I was curious and I did some experimental stuff, based on the comment of Daniel Möller in this thread in tensorflow 2.0 with keras:
Update: Make the order not matter anymore:
To make the order not matty anymore, we need to remove the order information from our dataset. To do this, we first convert it to a one-hot vector, then we take the max() value to squash the dimensions into 3 again:
x_no_order = tf.keras.utils.to_categorical(x)
This gives us a one-hot vector looking like this:
array([[[0., 1., 0., 0., 0., 0., 0.],
[0., 0., 1., 0., 0., 0., 0.],
[0., 0., 0., 1., 0., 0., 0.]],
[[0., 1., 0., 0., 0., 0., 0.],
[0., 0., 1., 0., 0., 0., 0.],
[0., 0., 0., 0., 1., 0., 0.]],
[[0., 1., 0., 0., 0., 0., 0.],
[0., 0., 0., 0., 1., 0., 0.],
[0., 0., 0., 0., 0., 1., 0.]],
[[0., 0., 0., 1., 0., 0., 0.],
[0., 0., 0., 0., 1., 0., 0.],
[0., 0., 0., 0., 0., 1., 0.]],
[[0., 1., 0., 0., 0., 0., 0.],
[0., 0., 0., 0., 0., 1., 0.],
[0., 0., 0., 0., 0., 0., 1.]]], dtype=float32)
Taking the np.max()
from that vector gives us a vector, that only knows about which numbers occur, without any information about the position, looking like this:
x_no_order.max(axis=1)
array([[0., 1., 1., 1., 0., 0., 0.],
[0., 1., 1., 0., 1., 0., 0.],
[0., 1., 0., 0., 1., 1., 0.],
[0., 0., 0., 1., 1., 1., 0.],
[0., 1., 0., 0., 0., 1., 1.]], dtype=float32)
First create the dataframe and create the training data
Thats a multiclass-classification task, so I use the tokenizer (there are for sure better approaches, since its rather for text)
import tensorflow as tf
import numpy as np
import pandas as pd
df = pd.DataFrame({
"problems": [[1,2,3], [1,2,4], [1,4,5], [3,4,5], [1,5,6]],
"results": ["A", "A", "C", "C", "A"]
})
x = df['problems']
y = df['results']
tokenizer = tf.keras.preprocessing.text.Tokenizer()
tokenizer.fit_on_texts(y)
y_train = tokenizer.texts_to_sequences(y)
x = np.array([np.array(i,dtype=np.int32) for i in x])
y_train = np.array(y_train, dtype=np.int32)
**Then create the model **
input_layer = tf.keras.layers.Input(shape=(3))

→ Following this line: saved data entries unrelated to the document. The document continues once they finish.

PR #2070, opened 2020-10-02
fix(jsii-diff): external structs returned from methods cannot be changed

### LINKED ISSUE #2064: jsii-diff: errors caused by L1 props types returned from `render()` methods
## :bug: Bug Report

Found in https://github.com/aws/aws-cdk/pull/10493

Root cause for compatibility check failures:

```
 formerly required property 'containerPort' is optional in @aws-cdk/aws-ecs.CfnService.LoadBalancerProperty [changed-type:@aws-cdk/aws-ecs.BaseService.loadBalancers]
 formerly required property 'subnets' is optional in @aws-cdk/aws-ecs.CfnService.AwsVpcConfigurationProperty [changed-type:@aws-cdk/aws-ecs.BaseService.networkConfiguration]
 formerly required property 'containerPort' is optional in @aws-cdk/aws-ecs.CfnService.LoadBalancerProperty [changed-type:@aws-cdk/aws-ecs.Ec2Service.loadBalancers]
 formerly required property 'subnets' is optional in @aws-cdk/aws-ecs.CfnService.AwsVpcConfigurationProperty [changed-type:@aws-cdk/aws-ecs.Ec2Service.networkConfiguration]
 formerly required property 'containerPort' is optional in @aws-cdk/aws-ecs.CfnService.LoadBalancerProperty [changed-type:@aws-cdk/aws-ecs.FargateService.loadBalancers]
 formerly required property 'subnets' is optional in @aws-cdk/aws-ecs.CfnService.AwsVpcConfigurationProperty [changed-type:@aws-cdk/aws-ecs.FargateService.networkConfiguration]
 formerly required property 'containerPort' is optional in @aws-cdk/aws-ecs.CfnService.LoadBalancerProperty [changed-type:@aws-cdk/aws-ecs.CfnService.loadBalancers]
```

Changes originating in L1s are marked as breaking failures, even though they technically shouldn't be.

Probably because L1s are being returned from `render()`/`bind()` functions, making the required->optional change breaking.

But if feels like the `@stability external` classification should weigh more heavily.

This is a good opportunity to refactor `jsii-diff` a little to have it do less work as well: when crawling complex types: separate the "weakening-ok/strengthening-ok" classifications from doing the actual checks themselves.

rix0rrr:
We used to be checking the compatibility of structs in-line, as
a part of checking whether the call signature of a function is
compatible with its previous signature (i.e., checking that a
return type is only strengthened and an input type is only weakened).

This had a couple of downsides:

- Performance: we would check the same type multiple times if it
  occurred (potentially recursively) in multiple call signatures.
- Locality: we would report the mismatch against the function signature
  instead of the changed type.
- Locality(2): if the change occurred in an `external` type but the
  consuming function was `stable`, the error ought to be suppressed but
  was reported instead.

The last reason recently cropped up in real life so that was a good
opportunity to rectify this long-standing architectural defect. I'm
afraid the result is a rather large refactoring; I apologize in advance,
but rest assured that everything will be better in the future, dear
reader.

New way of working:

* First identify all types in the assembly
* Crawl all types that have callables (methods, properties,
  initializers) and identify the types they use and whether they
  occur in input or output position.
* Validate all types, taking extra care to structurally compare
  structs based on whether they appear in input or output positions.

This only checks every struct once, report errors against the
struct itself and allows ignoring of structs that are marked `external`
or `experimental`.

While working on this change, it occurred to me that we were missing
a couple of validations that I added at the same time:

- In a `@subclassable` type, no method or property types can be changed
  *at all* (because C# won't allow it).
- A mutable property's type cannot be changed at all (it can
  both not be strengthened because it can be written, and not be weakened
  because it can be read).

Fixes #2064.

---


rix0rrr:
Implementation-wise:

`index.ts` | used to contain collection logic | moved to `type-comparison.ts`, is now OO
`classes-ifaces.ts` | used to contain rules logic | moved to `type-comparison.ts`, is now OO
 | and validation logic | moved to `validations.ts`
`enums.ts` | used to contain validation logic | moved to `validations.ts`

packages/jsii-diff/test/classes.test.ts
```diff
@@ -359,20 +359,83 @@ describe('implement base types need to be present in updated type system', () =>
...
+    'name: string',
+    'name: string | number',
+    /string \| number is not assignable to string/,
+  ],
+  [
+    'name: string | number',
+    'name: string',
+    undefined, // Strengthening is okay
+  ],
+])('change class property ', (oldDecl, newDecl, error) =>
```
RomainMuller, line 383: I kinda would have preferred using objects rather than tuples for this (since this is string-abundant).

```suggestion
test.each([
  {
    oldDecl: 'name: string',
    newDecl: 'name?: string',
    error: /type Optional<string> \(formerly string\): output type is now optional/,
  },
  {
    oldDecl: 'name?: string',
    newDecl: 'name: string',
    error: undefined, // Strengthening is okay
  },
  {
    oldDecl: 'name: string',
    newDecl: 'name: string | number',
    error: /string \| number is not assignable to string/,
  },
  {
    oldDecl: 'name: string | number',
    newDecl: 'name: string',
    error: undefined, // Strengthening is okay
  },
])('change class property ', ({oldDecl, newDecl, error}) =>
```

The same applies to subsequent similar blocks.

packages/jsii-diff/test/util.ts
```diff
@@ -12,10 +12,15 @@ export async function expectNoError(original: string, updated: string) {
 }
 
 export async function expectError(
-  error: RegExp,
+  error: RegExp | undefined,
   original: string,
   updated: string,
 ) {
+  if (error === undefined) {
```
RomainMuller, line 19: That's purely cosmetic, but I've been trying to be consistent with this particular notation:

```suggestion
  if (error == null) {
```

packages/jsii-diff/test/util.ts
```diff
@@ -12,10 +12,15 @@ export async function expectNoError(original: string, updated: string) {
...
+    await expectNoError(original, updated);
+    return;
```
RomainMuller, line 21: I reckon this is equivalent (but saves 1 promise un-wrapping, then re-wrapping):

```suggestion
    return expectNoError(original, updated);
```

RomainMuller (commented):
I was about to express some concerns with how this focuses solely on the type uses *within* this assembly, but re-considered a couple of times and right now I'm thinking it makes sense for the purpose of this tool (`@subclassable` is how the external usage is gated/protected).

This looks great as always, and I only have pretty minimal comments at this stage (basically - minimal style tuning). I'll be happy to approve once you've had a chance to go through those and decide on which you want to take...

packages/jsii-diff/test/classes.test.ts
rix0rrr: Cool, never even considered to do this.

packages/jsii-diff/test/util.ts
rix0rrr: I had that originally, but if I do that then eslint starts complaining about the regular return path:

```
{
	"resource": "/Users/huijbers/Workspaces/PublicCDK/jsii/packages/jsii-diff/test/util.ts",
	"owner": "eslint",
	"code": {
		"value": "consistent-return",
		"target": {
			"$mid": 1,
			"external": "https://eslint.org/docs/rules/consistent-return",
			"path": "/docs/rules/consistent-return",
			"scheme": "https",
			"authority": "eslint.org"
		}
	},
	"severity": 8,
	"message": "Expected to return a value at the end of async function 'expectError'.",
	"source": "eslint",
	"startLineNumber": 14,
	"startColumn": 23,
	"endLineNumber": 14,
	"endColumn": 23
}
```

And putting an empty `return` at the end of the function doesn't fix it.

Rather take the path of least resistance here and it's not like it's in a hot path or anything :).

RomainMuller: Makes sense!

RomainMuller (approved):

dense_layer = tf.keras.layers.Dense(6)(input_layer)
dense_layer2 = tf.keras.layers.Dense(20)(dense_layer)
out_layer = tf.keras.layers.Dense(3, activation="softmax")(dense_layer2)
model = tf.keras.Model(inputs=[input_layer], outputs=[out_layer])
model.compile(optimizer="Nadam", loss="sparse_categorical_crossentropy",metrics=["accuracy"])
Train the model by fitting it
hist = model.fit(x,y_train, epochs=100)
Then, as based on Daniels comment, you take the sequence you want to test and mask out certain values, to test their influence
arr =np.reshape(np.array([1,2,3]), (1,3))
print(model.predict(arr))
arr =np.reshape(np.array([0,2,3]), (1,3))
print(model.predict(arr))
arr =np.reshape(np.array([1,0,3]), (1,3))
print(model.predict(arr))
arr =np.reshape(np.array([1,2,0]), (1,3))
print(model.predict(arr))
This will print this result, have in mind that since y starts at one, the first value is a placeholder, so the second value stands for "A"
[[0.00441748 0.7981055 0.19747704]]
[[0.00103579 0.9863035 0.01266076]]
[[0.0031549 0.9953074 0.00153765]]
[[0.01631758 0.00633342 0.977349 ]]
There we can see, that in the first place A is correctly predicted by 0.7981..
When the of [1,2,3] we change 3 to 0, so [1,2,0] we see that the model suddenly predicts "C". So the influence of 3 on position 3 is the biggest. Putting that in a function, you can use all training data you have and build statistic metrics to analyze that further.
This is just a very simple approach, but keep in mind that it is a big research field called sensitivity analysis. You might want to have a deeper look at that topic, if you are interested.